__Problem__. From the entries that follow, extract each line holding the string "DataType".

__Data for the task__.
Content starts

PR #4155, opened 2026-04-02
SNOW-3409016: Support structured type schema string

sfc-gh-wshangguan:

SNOW-3409016

### Summary
`INFER_SCHEMA` can now return structured type strings (for example, `OBJECT(...)`, `MAP(...)`, `ARRAY(...)`) for parquet/json files with nested columns. The legacy parser in `_infer_schema_for_file_format` was based on simple string splitting and could fail on nested structured types.
This PR:
- Adds a recursive structured type parser for `OBJECT(...)`, `MAP(...)`, `ARRAY(...)` with nesting and `NOT NULL` handling.
- Adds safer fallback handling for bare structured keywords (`OBJECT`/`MAP`/`ARRAY`) by mapping them to `VariantType` and using `$1:{name}` (no cast) to preserve column access.

### Problem
When `INFER_SCHEMA` returns nested structured strings like `OBJECT(bio TEXT, social OBJECT(twitter TEXT, linkedin TEXT))`, the old parser path can break because it assumes parenthesized values are numeric precision/scale.
Even when parsing succeeds, cast generation for structured strings can be brittle (for example, `NOT NULL` annotations inside structured casts).

### Solution
New parser path (`_parse_structured_type_str` -> `_sf_type_to_type_object`):
- Recursively parses nested structured type strings into Snowpark `StructType` / `ArrayType` / `MapType` with structured semantics.
- Handles Snowflake metadata aliases (`TEXT` -> `StringType`, `REAL` -> `DoubleType`, `FIXED` -> `LongType`).
- Falls back to `convert_sf_to_sp_type` for simple and parameterized scalar types (backward compatible).
Structured infer-schema identifier handling:
- For structured types, preserves raw inferred type text while stripping `NOT NULL` from cast text.
- For bare structured keywords (older backend behavior), returns `VariantType` and uses `$1:{name}` (no cast) to avoid failures and preserve column names.

### Changes
Core implementation:
- `src/snowflake/snowpark/dataframe_reader.py`
  - Added `_extract_paren_content()`
  - Added `_sf_type_to_type_object()`
  - Added `_parse_structured_type_str()`
  - Updated `_infer_schema_for_file_format` to use structured parser path
  - Fixed `format.lower` -> `format.lower()`
  - Added bare-structured fallback behavior (`VariantType` + no-cast identifier)
Supporting wiring/tests:
- `src/snowflake/snowpark/session.py`
  - Added session parameter `_PYTHON_SNOWPARK_USE_STRUCTURED_TYPE_INFER_SCHEMA`
- `tests/unit/test_dataframe_reader_type_parsing.py`
  - Added parser and infer-schema coverage (nested structured, nullability, bare structured fallback, parquet/json path behavior)
  - 
### Backward Compatibility
- Simple scalar types (`NUMBER`, `VARCHAR`, `BOOLEAN`, etc.) continue to use existing conversion logic.
- Legacy behavior remains available when structured infer-schema flag is disabled.
- Non-structured infer-schema results are unaffected.

### DIFF
--- a/src/snowflake/snowpark/dataframe_reader.py
+++ b/src/snowflake/snowpark/dataframe_reader.py
@@ -51,13 +51,9 @@ from snowflake.snowpark._internal.type_utils import (
     ColumnOrName,
     convert_sf_to_sp_type,
     convert_sp_to_sf_type,
-    DATA_TYPE_STRING_OBJECT_MAPPINGS,
-    extract_nullable_keyword,
-    get_number_precision_scale,
-    get_string_length,
     most_permissive_type,
-    split_top_level_comma_fields,
     type_string_to_type_object,
+    _parse_structured_type_str,
 )
 from snowflake.snowpark._internal.udf_utils import get_types_from_type_hints
 from snowflake.snowpark._internal.xml_reader import DEFAULT_CHUNK_SIZE
@@ -98,10 +94,6 @@ from snowflake.snowpark.mock._connection import MockServerConnection
 from snowflake.snowpark.table import Table
 from snowflake.snowpark.types import (
     ArrayType,
-    DataType,
-    DecimalType,
-    DoubleType,
-    LongType,
     MapType,
     StringType,
     StructType,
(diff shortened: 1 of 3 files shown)


src/snowflake/snowpark/dataframe_reader.py
```diff
@@ -111,6 +120,156 @@
...
+    base = type_str[:paren_idx].strip()
+    depth = 0
+    for i in range(paren_idx, len(type_str)):
+        if type_str[i] == "(":
+            depth += 1
+        elif type_str[i] == ")":
+            depth -= 1
+            if depth == 0:
+                return base, type_str[paren_idx + 1 : i]
+    return None
```
sfc-gh-aling: in reality if this line of code gets executed and **depth != 0**, does it mean we have a broken type_str (imbalanced  paren) from backend?
in this case shall we error out explicitly?

src/snowflake/snowpark/dataframe_reader.py
```diff
@@ -111,6 +120,156 @@
...
+    - On OBJECT fields: sets StructField.nullable = False
+    """
+    type_str = type_str.strip()
+    if not type_str:
+        raise ValueError("Empty type string")
+
+    # Strip NOT NULL before parsing — the caller is responsible for using
+    # the nullable info. For top-level calls from ARRAY/MAP/OBJECT handlers
+    # below, NOT NULL is handled before recursing.
+    type_str, _ = extract_nullable_keyword(type_str)
```
sfc-gh-aling: I'm wondering what would happen to the top level nullability, you mentioned some caller would handle it, do you know where that is?

src/snowflake/snowpark/dataframe_reader.py
```diff
@@ -111,6 +120,156 @@
...
+    if result is None:
+        normalized = type_str.replace(" ", "").lower()
+        if normalized in DATA_TYPE_STRING_OBJECT_MAPPINGS:
+            return DATA_TYPE_STRING_OBJECT_MAPPINGS[normalized]()
+        if normalized in _SF_EXTRA_TYPE_MAPPINGS:
+            return _SF_EXTRA_TYPE_MAPPINGS[normalized]()
+        raise ValueError(f"'{type_str}' is not a supported type")
+
+    base, inner = result
+    base_upper = base.upper()
```
sfc-gh-aling, line 199: do we think we can do `type_str = type_str.lower()` at the beginning of the function such that we can avoid calling `lower()`/`upper()` in the following up operations?

src/snowflake/snowpark/dataframe_reader.py
```diff
@@ -111,6 +120,156 @@
...
+            key_type, value_type, structured=True, value_contains_null=value_nullable
+        )
+
+    if base_upper == "OBJECT":
+        fields = split_top_level_comma_fields(inner)
+        struct_fields = []
+        for field_def in fields:
+            field_def = field_def.strip()
+            if not field_def:
+                continue
```
sfc-gh-aling: curious what is this case, is it something like ",    ,   ," -- is this considered valid?

src/snowflake/snowpark/dataframe_reader.py
```diff
@@ -111,6 +120,156 @@
...
+
+def _parse_structured_type_str(type_str, max_string_size):
+    """Parse a Snowflake type string from INFER_SCHEMA into a Snowpark DataType.
+
+    For structured types (OBJECT, MAP, ARRAY), uses the recursive parser.
+    For simple types, delegates to convert_sf_to_sp_type for precision/scale.
+    """
+    type_str = type_str.strip()
+    if not type_str:
+        return VariantType()
```
sfc-gh-aling, line 263: is this possible?

src/snowflake/snowpark/session.py
```diff
@@ -710,6 +716,12 @@ def __init__(
             )
         )
 
+        self._use_structured_type_infer_schema: bool = (
+            self._conn._get_client_side_session_parameter(
```
sfc-gh-aling: is this feature available in prod? shall we have integ test for it?

src/snowflake/snowpark/session.py
```diff
@@ -710,6 +716,12 @@ def __init__(
...
+                _PYTHON_SNOWPARK_USE_STRUCTURED_TYPE_INFER_SCHEMA, False
```
sfc-gh-yuwang: do we enable this feature by:
`alter session set PYTHON_SNOWPARK_USE_STRUCTURED_TYPE_INFER_SCHEMA=True` ?
And like Adam said, can we add an integ test to test the end to end behavior, we can use mock if it is not available on prod

src/snowflake/snowpark/dataframe_reader.py
```diff
@@ -111,6 +120,156 @@
...
+_NOT_NULL_RE = re.compile(r"\s+NOT\s+NULL", re.IGNORECASE)
+
+_SF_EXTRA_TYPE_MAPPINGS = {
+    "text": StringType,
+    "real": DoubleType,
+    "fixed": LongType,
+}
+
+
+def _extract_paren_content(type_str: str) -> Optional[Tuple[str, str]]:
```
sfc-gh-yuwang, line 133: i feel like added helper functions should be moved to snowflake/snowpark/_internal/type_utils.py

src/snowflake/snowpark/dataframe_reader.py
sfc-gh-wshangguan: Good suggestion. I'll raise an error for this case.

src/snowflake/snowpark/dataframe_reader.py
sfc-gh-wshangguan: There is actually another `nullable` column in the result of `INFER_SCHEMA`, which represents the top level nullability. And the existing snowpark python code (caller) handles the `nullable` column for top level. https://github.com/snowflakedb/snowpark-python/blob/c5362e4d5a753c7288065e6bc9fd45a976cfdf2c/src/snowflake/snowpark/dataframe_reader.py#L1345-L1346

src/snowflake/snowpark/dataframe_reader.py
sfc-gh-wshangguan: I might want to keep the current shape: `type_str` is reused as part of the cast identifier we hand to SQL, and the two normalizations (`upper` for keyword dispatch, `lower+strip-spaces` for the `DATA_TYPE_STRING_OBJECT_MAPPINGS` lookup) are different.

src/snowflake/snowpark/dataframe_reader.py
sfc-gh-wshangguan: Changed to raise an exception for this case.

src/snowflake/snowpark/dataframe_reader.py
sfc-gh-wshangguan: Probably not, just a defensive check.

src/snowflake/snowpark/session.py
sfc-gh-wshangguan: It's currently disabled by now. QQ for the snowpark CI, does the test account have the permission to alter Snowflake internal parameters? If so, we can add integ tests.

src/snowflake/snowpark/session.py
sfc-gh-wshangguan: Actually no. The flag `PYTHON_SNOWPARK_USE_STRUCTURED_TYPE_INFER_SCHEMA` is just to guard the code change in snowpark python. There are other account level parameters to control whether the backend to return structured type schema string or not. So as mentioned https://github.com/snowflakedb/snowpark-python/pull/4155/changes/BASE..129d7ef3c2cc04f98811eb63d3ae522b3d412d3c#r3103032414, we can add integ test if test account used in snowpark is able to alter Snowflake non-public parameter.

sfc-gh-wshangguan: Updated to another way to avoid the confusion here.

src/snowflake/snowpark/session.py
sfc-gh-aling: if it's a parameter invisible to client, probably we can not test it.
qq: can the parameter be set at session level sql -- "alter session set <param>=true"?

src/snowflake/snowpark/dataframe_reader.py
```diff
@@ -111,6 +120,174 @@
...
+        if type_str[i] == "(":
+            depth += 1
+        elif type_str[i] == ")":
+            depth -= 1
+            if depth == 0:
+                return base, type_str[paren_idx + 1 : i]
+    raise ValueError(f"Unbalanced parentheses in type string: '{type_str}'")
+
+
+def _sf_type_to_type_object(type_str: str) -> DataType:
```
sfc-gh-aling: +1 on @sfc-gh-yuwang 's comment, can we move those util functions to type_utils.py module?

src/snowflake/snowpark/dataframe_reader.py
```diff
@@ -111,6 +120,174 @@
...
+    length = get_string_length(type_str)
+    if length:
+        return StringType(length)
+
+    normalized = base_upper.replace(" ", "").lower()
+    if normalized in DATA_TYPE_STRING_OBJECT_MAPPINGS:
+        return DATA_TYPE_STRING_OBJECT_MAPPINGS[normalized]()
+    if normalized in _SF_EXTRA_TYPE_MAPPINGS:
+        return _SF_EXTRA_TYPE_MAPPINGS[normalized]()
+    raise ValueError(f"'{type_str}' is not a supported type")
```
sfc-gh-aling: this part of logic repeats the one at the beginning of the function.
IIUC, this is for handling non-structured types right? do we need the logic twice in the same function?
and if we indeed want, shall we define a local util function to reuse the logic?

src/snowflake/snowpark/session.py
sfc-gh-wshangguan: There is a global system parameter `ENABLE_STRUCTURED_TYPE_INFER_SCHEMA_FOR_PARQUET`, which can be set at session level. However, it's internal parameter that's not visible to clients. Does it help here?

Content ends

__Output for this exercise__.
-    DataType,
+    """Parse a Snowflake type string from INFER_SCHEMA into a Snowpark DataType.
+def _sf_type_to_type_object(type_str: str) -> DataType:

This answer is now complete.